Exercise brief -
Find all lines in the listing that include the word "approved", then copy them.

***

PR #1167, opened 2022-11-22
Add disk usage calculator and Gitter notifier using swatch

rija:
# Pull request for issue: 

* Setup a disk usage monitoring and alerting for the bastion server

## How to test?

After building an AWS environment for staging, 
Log in to the bastion with SSH, and run the following command:

```
$ swatch -c check-swatch.conf -p ./diskUsage
```

Then you should see a message in the Gitter notification channel showing disk usage alongside a **(drill)** flag.

There are three moving pieces to the workflow:

1. finding out disk usage
2. notifying that value to the Gitter notification channel if the value is above a threshold
3. setup a cronjob to have that health check happen daily on bastion (no need to do more frequently, as disk usage increase is mostly the result of daily cronjob).

### Details

1. ``df`` command will show information about disk usage, we pipe it through various command to extract just the value for the EBS volume (the one whose path contain ``/dev/``)
2. Install swatch and:
	a. wraps a curl call to the Gitter api into a notify script. It needs Gitter room id, gitter api token and the GigaDb environment variable 
	b. configure ``swatch.conf`` with different thresholds (< 50 %: green, no notifcation; < 70 %: yellow, notify ; > 70 %: red, notify)
	c. call swatch using the ``-p`` argument as we want to pipe the value of disk usage to the notify script
3. Setting up the cronjob, require updating bastion playbook to do: 

	a. Create the diskUsage monitoring script (it does 1.)
	b. Create the Gitter notify script (it does 2.a.)
	c. Copy swatch config file (that's 2.b. as well as a test config for drills)
	d. Install swatch package (use ``dnf`` to install the appropriate RPM)
	e. Setup cronjob to automate daily disk usage monitoring

Finally, other files were changed to enable the environment variables required for 2.a. to be available in the ``.env`` file on the bastion server.

Added two new variables to the **Forks** section of: 

* docs/variables.md


kencho51 (approved):
Hi @rija,

**praise:** It a good idea to have a new variable `$DEPLOYMENT_TIER` and call it in the `notify` script together with `$GIGADB_ENVIRONMENT`, so the alert message is more informative and specific to the deployment environment.

**praise:**  The scripts`diskUsage` and `notify` are created using ansible, they are only existed in the deployed environment, it helps to keep the codebase as small as possible.

**praise:** The cron job functionality is working, as I have rescheduled it 1400 everyday, and I got the alert message without `drill` at that specific time.  

**question(non-blocking):** Why you would use `check-swatch.conf` for testing, and `swatch.conf` for the actual cron job, given that they perform the same function? 

This PR looks good to me, I am happy to approve it.

pli888 (approved):
I confirm that the swatch tool can call the `diskUsage` shell script. With its `conf` file, swatch can then take the output of  `diskUsage` to generate a message that is sent to the Gitter notification chat room using the `notify` script. The code looks good to me too.

Presumably, two swatch configuration files are required, one for manual testing and one for live use because it is not easy to process variables and conditionals in the `exec` line so it knows to send a `drill` message in manual testing.

rija:
Hi @kencho51 

>question(non-blocking): Why you would use check-swatch.conf for testing, and swatch.conf for the actual cron job, given that they perform the same function?

@pli888 gave the correct answer. I would add the motivation was to reduce risks of human errors that can occur when messing with live config, and  yet make it easy to perform integration testing at any time since there are several moving pieces.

***

Solution to this exercise -
kencho51 (approved):
pli888 (approved):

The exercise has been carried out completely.